Your Business Has Been Hacked, Now What?

December 01, 2014

Due to the increasing number of attacks by computer hackers and malicious software (or malware) all businesses should have a plan in place in the event their computer system is compromised. Depending on the nature of your business and the types of personal information your business maintains with respect to its customers, certain legal obligations may be triggered upon discovery of a hack or breach of your business’s computer systems. One of these obligations may include a requirement to notify all potentially affected customers in a short amount of time.

Some breach notification laws only apply to certain types of businesses. For example, most medical practices and healthcare professionals must comply with HIPAA and HITECH federal regulations which require notification to patients when patients protected health information may have been accessed, including by a hacker or malware. Further, if you business is a financial institution you may have to comply with the Gramm Leach Bliley Act and other federal and state regulations.

However, all businesses in North Carolina should be aware of the North Carolina Identity Theft Protection Act (“NCITPA”) and ensure compliance with the Act in the event of a hack or breach. The NCITPA applies to any business that owns or licenses personal information of residents of North Carolina or any business that conducts business in North Carolina that owns or licenses personal information in any form, whether computerized, paper or otherwise. The personal information protected by the NCITPA includes customer’s social security or employer tax identification numbers, driver’s license numbers, identification card or password numbers, checking account numbers, savings account numbers, credit card numbers, debit card numbers, PIN codes, electronic identification numbers, digital signatures, biometric data, fingerprints, passwords, a parent’s sir name prior to marriage and any other numbers or information that can be used to access a person’s financial resources.
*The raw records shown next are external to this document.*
PR #166, opened 2021-05-31
Fix production credentials

### LINKED ISSUE #154: Do not load user login credentials in production mode

1. Execute the command `npm run build` to build the production version of the app.
2. start app by visiting the generated index.html file
3. click on the log in button 

There is no data in the usernmae or password fields. The user must enter this information.

## Actual result

The username and password of the test user is entered.

## Additional comments

In development mode (`process.env.NODE_ENV !== "production"`) the default user data should still be loaded so that developers can easily log in while developing the application. This data should just not be loaded in production. 

The relevant file for this change is `src/components/AuthState.vue` Note that these credentials shouldn't only not be loaded in `data` (which determines the data on first load) but also in `resetForm()` (which determines the data when the user has logged out.

aleesaan:

Resolves #154

### DIFF
--- a/src/components/AuthState.vue
+++ b/src/components/AuthState.vue
@@ -87,6 +87,7 @@ import { mapGetters, mapActions } from "vuex";
 import { ValidationProvider, ValidationObserver } from "vee-validate";
 import { PulseLoader } from "@saeris/vue-spinners";
 import { contactEmail } from "@/constants/contacts";
+import { isProduction } from "@/utils/isProduction";
 
 export default Vue.extend({
   name: "AuthState",
@@ -94,8 +95,8 @@ export default Vue.extend({
     return {
       contactEmail,
       dialog: false,
-      username: "kaj-dev",
-      password: "test",
+      username: !isProduction() ? "kaj-dev" : "",
+      password: !isProduction() ? "test" : "",
       serverError: "",
       serverLoading: false
     };
@@ -114,8 +115,8 @@ export default Vue.extend({
     ...mapActions("user", ["login", "logout"]),
     ...mapActions("alerts", ["displayError"]),
     resetForm() {
-      this.username = "kaj-dev";
-      this.password = "test";
+      this.username = !isProduction() ? "kaj-dev" : "";
+      this.password = !isProduction() ? "test" : "";
       this.serverLoading = false;
       this.serverError = "";
       (this.$refs.login_form as InstanceType<
--- a/src/utils/isProduction.ts
+++ b/src/utils/isProduction.ts
@@ -1,0 +1,3 @@
+export function isProduction() {
+  return process.env.NODE_ENV === "production";
+}
--- a/src/views/ErrorPage.vue
+++ b/src/views/ErrorPage.vue
@@ -23,12 +23,13 @@
 
 <script>
 import { contactEmail } from "@/constants/contacts";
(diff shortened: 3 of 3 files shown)


src/components/AuthState.vue
```diff
@@ -87,15 +87,16 @@ import { mapGetters, mapActions } from "vuex";
...
 
 export default Vue.extend({
   name: "AuthState",
   data() {
     return {
       contactEmail,
       dialog: false,
-      username: "kaj-dev",
-      password: "test",
+      username: !isProduction() ? "kaj-dev" : "",
```
jurcello, line 98: Could you move these values to the env file? Might be better to leave credentials out of the code.

aleesaan: Yea I had thought about it, but I think this is better, since anyway we'd have to put them in the `.env.example` file - or people would always need to ask us the test credentials when they'd like to try running the project locally. These credentials won't work on production anyway, so it's fine to keep them here.

jurcello: I can agree with that :-)

src/components/AuthState.vue
```diff
@@ -87,15 +87,16 @@ import { mapGetters, mapActions } from "vuex";
 import { ValidationProvider, ValidationObserver } from "vee-validate";
 import { PulseLoader } from "@saeris/vue-spinners";
 import { contactEmail } from "@/constants/contacts";
+import { isProduction } from "@/utils/isProduction";
```
jurcello, line 90: Is it the intention to add more utility functions to this file? Otherwise a default export is also an option.

aleesaan: Not really, but I prefer named exports over default ones for a few reasons:

1. They're more flexible as they can be used to export multiple things from the same file without the need for mixed syntax like `import alertsStore, { AlertsState } from "@/store/modules/alerts"`;
2. They provide more structure as you (almost) always import using the defined variable name, so it's easier when you want to do a quick search through the code;
3. They make it easier for intellisense to import stuff, as you can start typing the variable name and it automatically completes and imports it for you.

Of course the above aren't absolute, both type of imports work fine, but yea I prefer named exports :)

SamLubbers:
@jurcello you were still going to review these changes, right?

src/components/AuthState.vue
jurcello: I understand your reasoning but I don't totally agree with all the reasons you give. I use webstorm and there the autocomplete also works with a default export. I would prefer a default export if there is only one function, so it's clear there are no other functions in that file (the store export is also a default export for instance).

On the other hand, I don't care too much either, so here it's completely fine with me. I would however suggest that we create a coding standard for exports, so at least in our own code we always use it consistently.

jurcello:
I reviewed the changes and I think this branch can be merged.

Based on this pull request I would suggest we agree on a coding convention how to do exports when there is only one function in a file, so we have consistency in the code.

SamLubbers:
@jurcello good idea to have these sort of things documented. Could you make a new page in the wiki for coding conventions? You could add the import convention as the first point :wink: 

And good to hear that the PR is approved :heavy_check_mark: :raised_hands: Next time it would be useful if you could approve it on Github so that Github knows it's approved and it allows us to merge this branch. You can do that by going to `files changed > review changes > approve > submit review`

SamLubbers (approved):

If a business is hacked and its computer system containing this protected information is subject to a security breach, then the business may have to provide notice to all affected costumers without unreasonable delay and to the North Carolina Attorney General. A security breach occurs when there is unauthorized access to and acquisition of unencrypted and unredacted records or data containing protected personal information where illegal use of the information has occurred or is reasonably likely to occur or that creates a material risk of harm to a customer. Thus, if a business maintains this protected information regarding its customers it may be subject to the Act and upon discovery of a hack or security breach of its computer systems may have to notify all of the affected customers.  Depending on the number of consumers affected, this can be a very costly and a time consuming process.

Additionally, forty six other states currently have similar breach notification laws requiring notification to customers whose information may have been compromised. Businesses in North Carolina who have been hacked or had a security breach should also consult the breach notification laws in other states, especially if they do business in those states and maintain personal information about residents of other states.

Businesses should be prepared for a security breach by having a plan in place. The plan should include securing all protected personal information of customers by hiring forensic IT specialists to investigate and remediate the breach, contact law enforcement, begin the notification process, prepare applicable media and other notifications, and be prepared to respond to customer inquiries. Additionally, businesses can further protect themselves by obtaining insurance policies for such an event. However, beware that general commercial liability insurance policies may exclude cyber liability risks including the cost to comply with breach notification laws. Thus, businesses may want to obtain a specific cyber liability insurance policy if your business maintains customers’ protected personal information.